→ **How to complete this task**
Your answer should be only the lines below from the one with "Adds ListFileV2 rpc call" to the one with "### LINKED ISSUE", repeated exactly, ends included.

[Stored items]
_ _ _ _ _ _ _

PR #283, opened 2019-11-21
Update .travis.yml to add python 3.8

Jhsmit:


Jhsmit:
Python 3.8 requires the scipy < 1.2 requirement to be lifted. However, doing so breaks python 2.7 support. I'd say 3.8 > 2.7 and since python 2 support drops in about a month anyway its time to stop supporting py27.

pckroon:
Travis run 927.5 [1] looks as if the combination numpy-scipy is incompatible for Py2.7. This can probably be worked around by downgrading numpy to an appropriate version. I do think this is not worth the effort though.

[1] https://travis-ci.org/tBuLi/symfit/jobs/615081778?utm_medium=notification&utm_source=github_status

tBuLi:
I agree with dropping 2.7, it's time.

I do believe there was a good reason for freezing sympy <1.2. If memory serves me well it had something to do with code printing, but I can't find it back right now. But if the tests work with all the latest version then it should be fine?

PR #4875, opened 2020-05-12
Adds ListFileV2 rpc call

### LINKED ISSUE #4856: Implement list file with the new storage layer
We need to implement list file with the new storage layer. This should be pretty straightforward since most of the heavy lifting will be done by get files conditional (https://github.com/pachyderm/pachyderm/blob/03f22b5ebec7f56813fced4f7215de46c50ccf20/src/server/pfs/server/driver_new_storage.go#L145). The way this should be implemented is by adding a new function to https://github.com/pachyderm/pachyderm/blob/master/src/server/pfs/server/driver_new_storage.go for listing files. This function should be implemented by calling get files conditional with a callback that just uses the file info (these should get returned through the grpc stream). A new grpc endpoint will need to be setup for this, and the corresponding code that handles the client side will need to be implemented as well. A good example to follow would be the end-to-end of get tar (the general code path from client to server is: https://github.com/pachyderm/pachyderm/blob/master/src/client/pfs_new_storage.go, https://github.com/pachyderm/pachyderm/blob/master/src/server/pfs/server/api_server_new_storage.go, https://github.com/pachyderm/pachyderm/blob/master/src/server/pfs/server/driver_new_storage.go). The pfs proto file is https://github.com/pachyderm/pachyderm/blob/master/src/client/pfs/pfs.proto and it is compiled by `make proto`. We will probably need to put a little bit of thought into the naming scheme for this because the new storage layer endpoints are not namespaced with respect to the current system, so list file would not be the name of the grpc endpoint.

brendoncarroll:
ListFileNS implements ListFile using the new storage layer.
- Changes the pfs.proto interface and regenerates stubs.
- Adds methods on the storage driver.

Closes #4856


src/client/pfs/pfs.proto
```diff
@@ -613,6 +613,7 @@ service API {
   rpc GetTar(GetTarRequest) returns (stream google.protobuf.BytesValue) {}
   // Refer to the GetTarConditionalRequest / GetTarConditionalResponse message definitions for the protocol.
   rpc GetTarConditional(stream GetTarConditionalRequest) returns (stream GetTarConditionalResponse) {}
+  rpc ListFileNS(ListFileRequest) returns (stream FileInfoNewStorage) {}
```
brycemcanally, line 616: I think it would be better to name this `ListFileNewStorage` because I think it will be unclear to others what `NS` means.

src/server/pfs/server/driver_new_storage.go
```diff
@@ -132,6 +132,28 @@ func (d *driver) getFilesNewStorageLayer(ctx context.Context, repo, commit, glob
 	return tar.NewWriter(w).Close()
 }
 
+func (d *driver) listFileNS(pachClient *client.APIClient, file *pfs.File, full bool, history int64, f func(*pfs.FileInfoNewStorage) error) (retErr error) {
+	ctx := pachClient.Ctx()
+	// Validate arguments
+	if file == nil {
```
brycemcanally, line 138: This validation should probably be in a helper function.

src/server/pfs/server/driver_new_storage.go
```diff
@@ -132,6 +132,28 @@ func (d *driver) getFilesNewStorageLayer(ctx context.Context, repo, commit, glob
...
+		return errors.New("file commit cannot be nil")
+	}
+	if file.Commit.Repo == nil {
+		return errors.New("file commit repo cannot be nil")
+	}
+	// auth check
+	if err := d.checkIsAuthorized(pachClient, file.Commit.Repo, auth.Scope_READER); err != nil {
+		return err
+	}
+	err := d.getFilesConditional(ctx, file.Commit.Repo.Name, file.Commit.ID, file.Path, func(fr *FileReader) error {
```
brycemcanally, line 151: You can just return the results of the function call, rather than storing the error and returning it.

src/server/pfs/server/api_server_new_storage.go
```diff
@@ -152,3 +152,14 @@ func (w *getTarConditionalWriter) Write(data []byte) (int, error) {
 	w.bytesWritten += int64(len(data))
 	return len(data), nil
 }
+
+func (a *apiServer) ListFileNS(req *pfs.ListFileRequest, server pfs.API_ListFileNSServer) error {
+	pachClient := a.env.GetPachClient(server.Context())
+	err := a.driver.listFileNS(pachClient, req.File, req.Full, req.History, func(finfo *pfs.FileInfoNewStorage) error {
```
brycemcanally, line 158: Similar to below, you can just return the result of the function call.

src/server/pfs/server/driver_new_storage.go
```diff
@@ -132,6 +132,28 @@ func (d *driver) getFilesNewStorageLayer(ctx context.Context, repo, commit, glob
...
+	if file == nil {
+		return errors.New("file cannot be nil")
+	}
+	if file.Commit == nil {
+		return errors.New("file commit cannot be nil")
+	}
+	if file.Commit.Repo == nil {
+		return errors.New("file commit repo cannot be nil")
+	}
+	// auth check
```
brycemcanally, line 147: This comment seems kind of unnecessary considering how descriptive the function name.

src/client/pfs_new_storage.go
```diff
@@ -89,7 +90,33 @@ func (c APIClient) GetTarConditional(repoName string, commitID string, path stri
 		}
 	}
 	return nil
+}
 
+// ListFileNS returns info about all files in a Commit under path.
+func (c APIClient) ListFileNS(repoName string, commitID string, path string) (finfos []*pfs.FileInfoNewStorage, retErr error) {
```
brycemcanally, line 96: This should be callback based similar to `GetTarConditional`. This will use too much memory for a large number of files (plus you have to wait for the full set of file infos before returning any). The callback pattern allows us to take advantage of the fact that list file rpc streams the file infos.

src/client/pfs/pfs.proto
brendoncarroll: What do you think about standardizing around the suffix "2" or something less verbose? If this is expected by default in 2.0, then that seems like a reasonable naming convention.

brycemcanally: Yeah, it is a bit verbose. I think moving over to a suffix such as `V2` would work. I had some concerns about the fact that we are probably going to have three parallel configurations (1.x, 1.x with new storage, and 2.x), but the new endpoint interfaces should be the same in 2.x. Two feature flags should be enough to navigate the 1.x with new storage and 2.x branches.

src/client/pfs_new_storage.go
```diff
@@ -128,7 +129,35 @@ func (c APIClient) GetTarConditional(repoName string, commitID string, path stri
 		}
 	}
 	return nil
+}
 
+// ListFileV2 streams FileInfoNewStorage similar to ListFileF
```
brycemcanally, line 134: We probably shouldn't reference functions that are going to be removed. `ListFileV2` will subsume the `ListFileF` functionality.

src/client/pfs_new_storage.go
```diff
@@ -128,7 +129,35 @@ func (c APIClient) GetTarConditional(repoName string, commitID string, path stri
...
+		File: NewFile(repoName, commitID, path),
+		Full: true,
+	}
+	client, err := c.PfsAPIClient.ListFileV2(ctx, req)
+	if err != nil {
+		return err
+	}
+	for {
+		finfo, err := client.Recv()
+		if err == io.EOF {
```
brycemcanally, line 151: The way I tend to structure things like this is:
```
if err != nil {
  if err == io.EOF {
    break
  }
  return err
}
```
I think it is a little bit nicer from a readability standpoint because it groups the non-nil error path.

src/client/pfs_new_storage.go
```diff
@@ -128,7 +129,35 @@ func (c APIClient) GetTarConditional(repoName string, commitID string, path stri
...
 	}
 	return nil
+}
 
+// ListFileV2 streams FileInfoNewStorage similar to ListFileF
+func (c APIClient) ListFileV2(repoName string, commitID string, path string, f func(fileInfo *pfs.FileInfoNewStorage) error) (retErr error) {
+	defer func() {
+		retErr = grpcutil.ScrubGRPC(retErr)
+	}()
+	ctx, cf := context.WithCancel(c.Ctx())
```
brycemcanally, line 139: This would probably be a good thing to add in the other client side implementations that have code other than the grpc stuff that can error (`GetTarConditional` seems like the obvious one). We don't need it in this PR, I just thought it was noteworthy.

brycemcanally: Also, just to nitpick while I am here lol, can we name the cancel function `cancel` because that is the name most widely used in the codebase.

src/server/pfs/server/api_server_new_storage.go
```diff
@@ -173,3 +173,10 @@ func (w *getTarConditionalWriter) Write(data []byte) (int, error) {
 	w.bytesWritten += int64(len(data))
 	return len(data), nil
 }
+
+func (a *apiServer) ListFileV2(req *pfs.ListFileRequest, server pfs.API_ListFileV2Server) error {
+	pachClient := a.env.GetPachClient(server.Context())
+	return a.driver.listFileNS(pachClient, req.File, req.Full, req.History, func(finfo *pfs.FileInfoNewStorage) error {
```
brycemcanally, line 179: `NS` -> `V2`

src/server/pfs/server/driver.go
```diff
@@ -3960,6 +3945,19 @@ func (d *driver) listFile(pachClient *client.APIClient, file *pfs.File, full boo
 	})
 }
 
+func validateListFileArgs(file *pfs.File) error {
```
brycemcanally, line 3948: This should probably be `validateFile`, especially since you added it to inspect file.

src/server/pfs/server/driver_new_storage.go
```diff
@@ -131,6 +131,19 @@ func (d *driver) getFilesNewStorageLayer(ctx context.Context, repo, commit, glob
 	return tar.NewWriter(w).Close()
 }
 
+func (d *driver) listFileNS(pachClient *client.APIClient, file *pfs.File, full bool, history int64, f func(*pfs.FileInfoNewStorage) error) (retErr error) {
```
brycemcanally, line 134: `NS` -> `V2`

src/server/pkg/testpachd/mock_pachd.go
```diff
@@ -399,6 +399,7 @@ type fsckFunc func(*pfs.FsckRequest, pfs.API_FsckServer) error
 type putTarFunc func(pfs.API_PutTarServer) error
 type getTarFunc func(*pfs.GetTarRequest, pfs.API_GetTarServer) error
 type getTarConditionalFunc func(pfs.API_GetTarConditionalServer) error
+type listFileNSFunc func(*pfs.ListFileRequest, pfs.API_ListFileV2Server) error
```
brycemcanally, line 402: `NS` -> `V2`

_ _ _ _ _ _ _

→ **Task result**
Adds ListFileV2 rpc call

### LINKED ISSUE #4856: Implement list file with the new storage layer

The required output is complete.